HICKS: I would say the further you get removed from a covered entity, the more likely that they will not understand what HIPAA compliance is. These are organizations such as billing companies, cloud service providers or even law firms, for example. They have no tie to the healthcare industry, but now, as a result of HIPAA, they may have PHI in their environments, which they're required to maintain by the requirements defined both in HIPAA/HITECH and the Omnibus Rule.
MCGEE: What are the biggest mistakes that business associates are making when it comes to their HIPAA Omnibus efforts?
HICKS: The biggest mistakes are they foresee this as just another regulation, another checklist. As a result, they feel like they can just whip something up overnight just to satisfy compliance, to wave their hand and say, "Hey, I'm HIPAA compliant." The truth of the matter is it's really something that can't be done overnight. It takes a lot of planning; it takes a lot of understanding of what the requirements are. For implementation, obviously it's required by HIPAA and should be done, a fluid process all the way through the compliance deadline. They need to satisfy the requirements and understand what they are, how to best implement them and identify the proper controls.
Steps to Improve HIPAA Compliance
MCGEE: What other steps can business associates take to improve their overall HIPAA compliance moving forward?
HICKS: They definitely need to get an understanding of what the regulations are. They need to identify a roadmap for closing gaps, for assessing their risk levels and identifying and understanding all their data flows and where the data resides in their systems. After they do that, then they can really begin to start targeting the proper controls that should be in place to satisfy the requirements and ultimately reduce the risks of those different areas.
Tips for Covered Entities
MCGEE: What do you think covered entities should know about business associates and HIPAA Omnibus compliance that they may be otherwise overlooking when it comes to these vendors?
HICKS: I would say that covered entities under Omnibus absolutely have the right to understand their business associates' compliance efforts. There's a couple of ways they can do this. One is they could require BAs to answer questions as part of a vendor management tool so the CE can really understand and engage their overall compliance posture. The second would be that CEs could require BAs to complete third-party assessments and do internal reporting, various different activities to help the CE feel comfortable with the overall level of risk with their data that's at the BA's location.
Slow to Acknowledge HIPAA
MCGEE: Were there any other surprising findings that you saw in the survey?

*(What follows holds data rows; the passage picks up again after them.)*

PR #2186, opened 2026-08-23
fix(local): keep ECS run-task secrets and credentials off the docker argv

nix-tkobayashi:
## Summary

Fixes #2183. `cdkd local run-task` wrote AWS credentials and resolved Secrets Manager / SSM secret **values** into the `docker run` argument vector as `-e KEY=value`, so they were visible in `/proc/<pid>/cmdline` to any local process (co-tenant users, monitoring / telemetry agents, crash collectors). The Lambda path (`docker-runner.ts`'s `runDetached`) already avoided this with docker's value-less `-e KEY` form (the value is read from the spawn-time process env), so this was an asymmetry between two sibling modules rather than a missing capability.

Leaked material: static or session AWS credentials, plus every resolved Secrets Manager / SSM secret referenced by the task definition.

## Fix

Sensitive keys — the AWS credential set (`SENSITIVE_ENV_KEYS`) plus each **resolved secret name** — are emitted value-less as `-e KEY`, and the value is handed to docker through the spawn-time `env` instead of the argv:

- `src/local/ecs-task-runner.ts`: `buildDockerRunArgs` now returns `{ args, sensitiveEnv, collisions }`; the orchestrator threads `sensitiveEnv` into the real `execFileAsync('docker', args, { env })` spawn.
- `src/local/ecs-network.ts`: the metadata sidecar's AWS credentials get the same treatment.

Non-sensitive template env / `--env-vars` overrides stay as `-e KEY=value` (unchanged).

### Why not `--env-file`

`docker run --env-file` was rejected: it is line-based and **truncates a multi-line value at the first newline** (confirmed empirically — a PEM-style value came back cut off), which would silently corrupt multi-line ECS secrets. The env channel preserves them.

### Client-env hijack protection

[...]

Issue #2183, opened 2026-08-23
fix(local): ECS local run-task and metadata sidecar leak AWS credentials and resolved secrets via docker argv (/proc/<pid>/cmdline)


nix-tkobayashi:
## Summary

The `cdkd local run-task` ECS path writes AWS credentials and resolved Secrets Manager / SSM secret values into the `docker run` argument vector as `-e KEY=value`, so they are visible to any local process that can read `/proc/<pid>/cmdline` (co-tenant users, monitoring/telemetry agents, crash collectors). The Lambda path already avoids this via docker's value-from-process-env form (`-e KEY`, no `=value`), so this is an asymmetry between two sibling modules rather than a missing capability.

## Affected sites (current `main`)

1. **Metadata sidecar — AWS credentials** — `src/local/ecs-network.ts`
   - Lines 170-173 fold `AWS_ACCESS_KEY_ID` / `AWS_SECRET_ACCESS_KEY` / `AWS_SESSION_TOKEN` into `sidecarEnv`.
   - Line 178 pushes every entry as `-e ${k}=${v}` into `sidecarArgs`, run via `execFileAsync(getDockerCmd(), sidecarArgs)` at line 184.

2. **Task containers — resolved secrets + all env** — `src/local/ecs-task-runner.ts`
   - Line 1047 folds resolved Secrets Manager / SSM secret VALUES into `finalEnv` (`for (const s of secrets) finalEnv[s.name] = s.value;`).
   - Lines 1056-1058 push every `finalEnv` entry as `-e ${k}=${v}`; the resulting `args` are run via `execFileAsync(getDockerCmd(), args)` at line 453.

## Safe reference (Lambda path)

`src/local/docker-runner.ts`'s `runDetached` already does the right thing: for keys in `SENSITIVE_ENV_KEYS` (the built-in AWS credential set, extensible per call via `sensitiveEnvKeys`) it pushes `-e KEY` with NO `=value` and supplies the value through the spawn-time process environment, so the value never appears on argv. Non-credential env stays as `-e KEY=value`. See `docker-runner.ts:220` (`runDetached`), `:262-275` (the `-e KEY` vs `-e KEY=value` split), `:441` (`SENSITIVE_ENV_KEYS`), `:267-268` (`sensitiveEnvKeys` extension).

## Proposed fix

Bring both ECS `execFileAsync(getDockerCmd(), args)` sites onto that pattern:

[...]

PR #2187, opened 2026-08-23
fix(local): close the runDetached docker-client hijack (local invoke) — stacked on #2186

### LINKED ISSUE #2184: fix(local): runDetached (local invoke) lets a SecureString name hijack the docker client env — same class as #2183, deferred there
## Summary

`runDetached` in `src/local/docker-runner.ts` (the Lambda / AgentCore `cdkd local invoke` path) forwards sensitive env vars value-less as `-e KEY` and spawns docker with:

```ts
env: { ...process.env, ...passthroughEnv }
```

`passthroughEnv` OVERRIDES `process.env`, and its keys can be user/template-controlled: the AgentCore / `--from-cfn-stack` path extends `sensitiveEnvKeys` with SecureString SSM **names** (same trust level as an ECS task's secret names). So a SecureString whose name collides with a var the docker CLIENT reads — e.g. `DOCKER_HOST` — overrides `env.DOCKER_HOST` and redirects the docker client to a different daemon (or `PATH` breaks locating docker).

This is the exact docker-client hijack that go-to-k/cdkd#2183 closed for the ECS `run-task` path. That PR deliberately scoped itself to ECS and left `runDetached` as a documented deferral (see the `docker-cmd.ts` note in `.claude/rules/code-layout.md`).

## Fix

Route `runDetached`'s spawn env through the shared helper introduced in go-to-k/cdkd#2183:

```ts
env: dockerSpawnEnvWithSensitive(passthroughEnv)
```

`dockerSpawnEnvWithSensitive` (`src/utils/docker-cmd.ts`) starts from `process.env` and adds only the sensitive keys that do NOT name a docker-client var (`DOCKER_CLIENT_ENV_KEYS`, matched case-insensitively), so a colliding SecureString name cannot hijack the client. Add the same call-site collision `logger.warn` (via `dockerClientEnvCollisions`) so a dropped key is not silent.

## Verification plan

- Unit: a `sensitiveEnvKeys`-extended `runDetached` call with a `DOCKER_HOST` passthrough key must keep the client's own `DOCKER_HOST` authoritative in the spawn `env`.
- Integ: `local-invoke` (Docker) still delivers a normal SecureString value to the container.

## Notes

- Only the argv-vs-client-env HIJACK surface is at issue here; `runDetached` already keeps secret VALUES off the argv (that is the pattern go-to-k/cdkd#2183 mirrored).
- Surfaced by the security review of the go-to-k/cdkd#2183 PR.

nix-tkobayashi:
> **Stacked on go-to-k/cdkd#2186.** This reuses the `partitionSensitiveEnv` helper that go-to-k/cdkd#2186 adds. Until it merges, the diff below includes its changes; it resolves to just the `src/local/docker-runner.ts` + test delta once go-to-k/cdkd#2186 lands. **Review the `docker-runner.ts` change; merge after go-to-k/cdkd#2186.**

## Summary

Fixes #2184. `runDetached` in `src/local/docker-runner.ts` (the Lambda / AgentCore `cdkd local invoke` path) already keeps secret **values** off the docker argv (value-less `-e KEY`, value from the spawn env). But a template-controlled **env var name** (the template's own variable names, `audit.sensitiveKeys`, via `--from-cfn-stack` — not the SSM SecureString parameter names) colliding with a variable the docker CLIENT reads — e.g. `DOCKER_HOST` — still emitted a value-less `-e KEY`, which docker then resolved against the client's **own** env, handing the container the HOST's value (the daemon socket, or a proxy credential). This is the exact host-value-injection blocker go-to-k/cdkd#2186 fixed for the ECS `run-task` path.

## Fix

`runDetached` now partitions its env through the shared `partitionSensitiveEnv` (added in go-to-k/cdkd#2186):

- a non-sensitive key stays `-e KEY=value` (unchanged);
- a sensitive key becomes value-less `-e KEY`, its value carried via the spawn `env` (`dockerSpawnEnvWithSensitive`);
- a sensitive key that **names a docker-client var** gets **no flag at all** — dropped entirely so the container never receives the host's value — and is reported in `collisions` for a `logger.warn`.

## Tests

- A `sensitiveEnvKeys`-extended `runDetached` call with a `DOCKER_HOST` secret asserts: no `-e DOCKER_HOST` flag on the argv, the client's own `DOCKER_HOST` stays authoritative in the spawn env, a non-colliding secret still reaches the container value-less, and the drop is **warned** (via a logger spy). Mutation-probed: re-emitting `-e KEY` for a collision reds it.

## Verification

- typecheck / lint / build green; the full unit suite passes.
- Behaviour is unchanged for every non-colliding key; only a pathological docker-client-named sensitive key is now dropped ENTIRELY (no `-e` flag — the container receives neither the template value nor the host's value) and warned, instead of injecting the host's value.


nix-tkobayashi:
### Verification

- **Adversarial review** looped to zero findings on the `docker-runner.ts` delta (the shared `dockerSpawnEnvWithSensitive` helper it reuses was already reviewed in go-to-k/cdkd#2186, where a security + code review both returned no blockers).
- **Mutation-probed**: reverting the spawn env back to the naive `{ ...process.env, ...passthroughEnv }` merge turns the new `DOCKER_HOST`-hijack fence red.
- typecheck / lint / build green; the full unit suite passes (15,726 tests).

### Merge order

This is **stacked on go-to-k/cdkd#2186** — it reuses the helper that PR adds. The diff shows both PRs' changes until go-to-k/cdkd#2186 merges, then resolves to just `src/local/docker-runner.ts` + its test. **Please merge go-to-k/cdkd#2186 first**; this one rebases to a ~15-line delta.

go-to-k:
Reviewed alongside #2186 (four passes: spec / code / test / security), citations re-verified against `f6e3209`.

The delta itself is right and minimal, and the stacking is clean — #2186 added a deferral note to `.claude/rules/code-layout.md` saying `runDetached` had not adopted the helper, and this PR correctly retires that same sentence rather than leaving two contradicting statements in the file. Nice.

**I verified the premise of #2184**, since the whole severity argument rests on it: `sensitiveEnvKeys` really is template-controlled on the AgentCore path — `local-invoke-agentcore.ts` folds `audit.sensitiveKeys` from `substituteEnvVarsFromStateAsync` into the set, which flows to `runDetached`'s `opts.sensitiveEnvKeys` and is matched against `Object.keys(opts.env)`. Reachable only through that path (`resolveTemplateSsmParameters` has a single caller), so plain `local invoke` / `start-api` cannot produce one — worth noting, but it does not weaken the fix.

Three things.

---

## 1. The blocker from #2186 applies here verbatim

`runDetached`'s argv partition has the same shape as `buildDockerRunArgs`:

https://github.com/go-to-k/cdkd/blob/f6e32097ac40881b9f5598f61bb72b1eeda8ad51/src/local/docker-runner.ts#L275-L283

A colliding key still gets `-e KEY` pushed while `dockerSpawnEnvWithSensitive` skips it, so docker resolves the flag against the client's own environment and the container receives the **host's** value rather than nothing.

I measured this on real docker 20.10.22, driving the exact argv/env pair the code produces (`--entrypoint /usr/bin/env`): a key named `PATH` gave the container the full macOS host `PATH` in place of the image's, and a key named `HTTPS_PROXY` gave it the host's `http://alice:hunter2@corp-proxy:3128`. A colliding key the host has *not* set is correctly absent — which is exactly the outcome the design wants, and shows the flag is what makes the set case unsafe. Full table in my #2186 comment.

The warning here says the keys "were not forwarded with their value":

https://github.com/go-to-k/cdkd/blob/f6e32097ac40881b9f5598f61bb72b1eeda8ad51/src/local/docker-runner.ts#L319-L324

which is only half true — nothing was forwarded *with the secret value*, but the host's value was. Same fix as #2186: consult `isDockerClientEnvKey(k)` in the partition and skip the `-e` push on collision. Since #2186 suggests lifting the partition into a shared `partitionSensitiveEnv()` helper, doing that there makes this PR's delta shrink to swapping one loop for one call, and the fix lands in both paths at once.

HICKS: The biggest thing is that BAs and subcontractors are fairly slow to acknowledge HIPAA. They're fairly slow to understand that they're required to comply. I expect to see the same kind of transition that we saw when the HIPAA security rule initially came out. Many organizations didn't jump on the bandwagon and say, "We absolutely have to comply with this." They were very slow to transition. It took the enforcement of penalties and fines to get everybody up-to-speed with what the requirements are and that OCR is serious in terms of compliance and enforcement.
MCGEE: Any final advice for business associates, as well as their subcontractors and covered entities, regarding HIPAA Omnibus?
HICKS: They shouldn't take HIPAA lightly. Compliance is not a flip of a switch kind of activity. They shouldn't take it lightly. Ultimately, implementing a good, solid HIPAA security program that's able to respond to increased risk levels and changes in the organization helps them satisfy the requirements and compliance forward-looking.